Now let’s run both implementations, evaluating up to the 15th derivative for 4 function iterations. Here my base function is f(t) =1 -\frac{2}{\pi}\arccos t. A plot of the base function is shown below in Figure 1.

FaaDiBrunoExample_BaseFunction
Figure 1: Plot of the base function f(t)\;=\;1\;-\;\frac{2}{\pi}\arccos(t)

The base function has a relatively straight forward Taylor expansion about t=0,

\displaystyle f(t)\;=\;\frac{2}{\pi}\sum_{k=0}^{\infty}\frac{\binom{2k}{k}t^{2k+1}}{4^{k}\left ( 2k+1 \right )}\;\;\;,\;\;\;|t| \leq 1 \;\;,    Eq.(3)

and so supplying the derivatives, f^{(k)}(0), of the base function is easy. The screenshot below shows a comparison of f_{l}^{(15)}(0) for l\in \{2, 3, 4, 5\}. As you can see we obtain identical output whether we use sympy’s Bell polynomials or sympy’s partition iterator.

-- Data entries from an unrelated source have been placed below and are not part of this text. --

Issue #102, opened 2022-07-16
Project is slow to compile; double check that there isn't anything unintentionally slow 


64kramsystem:
### Description

Compiling the project is (relatively) very time consuming. Even making small changes causes slow compiles on my (8 threads) laptop - 35+ seconds. I'm even using the mold linker, which is as fast as it gets.

I have no idea what causes such slowdown. Compiling could be profiled, but maybe somebody has an idea (based on experience) of why it takes so long.

### Alternatives & Prior Art

I've tried the `dynamic` Bevy feature, but it doesn't bring any improvement.

zicklag:
I've noticed the same thing. My times are much better with 12 cores ending up 14 seconds at worst, and often better depending on the change, but it's not at the usual bevy project of around roughly 2-6 seconds.

The only think I can think of right off the bat is that I always put all my code in `lib.rs` ( and submodules ) and the `main.rs` file is always a shim that simply calls `my_crate::run()`.

I do it because you can't integration test `main.rs` because it's outside the crate, but maybe it also effects compile times.

It think the times are better on nightly with the shared-generics flag.

I've also tried LLD and mold in an attempt to improve times, but apparently the blocker isn't the linker. I think there's something like a `-Z timings` flag you can pass to Cargo to get some stats, but I'll have to see exactly how to do it because I can't remember.

alice-i-cecile:
Some very good compilation time debugging advice [here](https://fasterthanli.me/articles/why-is-my-rust-build-so-slow) by `fasterthanlime` and in the [followup article](https://fasterthanli.me/articles/when-rustc-explodes).

Please let us know what helped!

alice-i-cecile:
`lto = true`: this will cause extremely slow release builds. Are you seeing this problem for debug builds too?

64kramsystem:
> `lto = true`: this will cause extremely slow release builds. Are you seeing this problem for debug builds too?
> 
> In general, I would only turn on `lto` for final releases that are going to be in the hands of players.

Hello! Yes, I'm experiencing this on debug (default) builds.

64kramsystem:
> Some very good compilation time debugging advice [here](https://fasterthanli.me/articles/why-is-my-rust-build-so-slow) by `fasterthanlime` and in the [followup article](https://fasterthanli.me/articles/when-rustc-explodes).
> 
> Please let us know what helped!

[...]

PR #109, opened 2022-07-17
Disable LTO entirely for dev profile

64kramsystem:
Even thin LTO (dev default) takes around 30/40% of the compilation time. Since there is not performance pressure right now (in dev), it can be entirely disabled.

See #102.

### DIFF
--- a/Cargo.toml
+++ b/Cargo.toml
@@ -45,6 +45,7 @@ debug = false
 
 [profile.dev]
 opt-level = 1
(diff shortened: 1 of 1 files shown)


zicklag (approved):
Sweet!

64kramsystem:
This may require clearing the Github action cache. I'll observe the effect on the future PRs, then take action if required.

FaaDiBruno_TimingComparison

The comparison of the implementations is not really a fair one. One implementation is generating a lot of symbolic representations that aren’t really needed, whilst the other is keeping to entirely numeric operations. However, it did highlight several points to me,

  • Directly working with partitions, even up to moderate values of n, e.g. n=50, can be tractable using the sympy package in python.
  • Sometimes the implementation of the more concisely expressed representation (in this case in terms of Bell polynomials) can lead to an implementation with significantly longer run-times, even if the more concise representation can be implemented concisely (less lines of code).
  • The history of the Faa di Bruno formula, and the various associated polynomials and equivalent formalisms (such as the Jabotinksy matrix formalism) is a fascinating one.

I’ve put the code for both methods of evaluating the derivatives of an iterated function as a gist on github.

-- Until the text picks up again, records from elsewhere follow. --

PR #111, opened 2022-07-20
Build for different platforms during CI

orhun:
This PR extends the continuous integration workflow to add a build check for different platforms. It is for making sure that the game builds fine for each push to `master`.

### DIFF
--- a/.github/workflows/ci.yml
+++ b/.github/workflows/ci.yml
@@ -49,7 +49,6 @@ jobs:
           - { os: macos-latest, target: 'x86_64-apple-darwin' }
           - { os: macos-latest, target: 'aarch64-apple-darwin' }
           - { os: windows-latest, target: 'x86_64-pc-windows-msvc' }
-          - { os: windows-latest, target: 'i686-pc-windows-msvc' }
     steps:
       - name: Checkout
         uses: actions/checkout@v2
--- a/.github/workflows/ci.yml
+++ b/.github/workflows/ci.yml
@@ -1,6 +1,9 @@
 name: CI
 
 on:
+  push:
+    branches:
+      - master
   pull_request:
 
 jobs:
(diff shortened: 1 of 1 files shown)


64kramsystem:
Will check this tomorrow. Sorry for being vague about the timeline, but yesterday I've travelled, so today it was very messy :grimacing:

64kramsystem (commented):
Which are your thoughts on executing this on PRs (and making the jobs success a requirement) rather than master? This would block issues before they reached master, rather than after landing in master.

But overall, good for me. We'll deal with time expenditure if it will be a problem.

zicklag (approved):
This looks good to me. @64kramsystem it looks like this _does_ run on pull requests, so I think that satisfies your above comment.

It also additionally runs on master, which may actually have different, untested commits because of merge commits. For instance, if we have two pull requests and CI works for both of them, and we merge both of them one after the other, we don't technically know that CI would pass for the combination of the two.

That is something we may actually care about once we get a little more serious about our workflow and we have the game more established.

Two possible solutions to the problem are:

1. Only allow fast-forward commits to master. This is a simple and easy solution that comes with the downside of requiring us to have all pull requests merged serially, which can cost you some time manually waiting for CI and merging one PR after the other, if you have multiple PRs to get done.
2. The other common option is to use a bot like bors to do the merging and batching for you. If you have five pull requests and you tell bors to merge them all, it will combine them into one batch, run CI on it to make sure it passes, and then merge to master. If they fail combined, it will use it's algorithm to take out commits until it finds the one that causes the failure, trying to use as few builds as possible to get to a solution.

I've setup Bors on my repos before and it's not hard to use or get setup, so it's probably the best option for us moving forward. It's just a matter of when we decide we want to have some more stability as far as CI and master merges goes. Probably want that as soon as we get more common contributors.

zicklag:
I'm going to merge this now, but feel free to follow up with changes if you think any are necessary.

64kramsystem:
> @64kramsystem it looks like this _does_ run on pull requests

Right! I missed the code above :man_facepalming:.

At the moment the functions take an array of Taylor expansion coefficients, i.e. they assume the point at which derivatives are requested is a fixed point of the base function. At some point I will add methods that take a user-supplied function for evaluating the k^{th} derivative, f^{(k)}(t), of the base function at any point t and will return the derivatives, f_{l}^{(k)}(t) of the iterated function.

I haven’t yet explored whether, for reasonable values of n (say n \leq 50), I need to work on the log scale, or whether direct evaluation of the summand will be sufficiently accurate and not result in overflow error.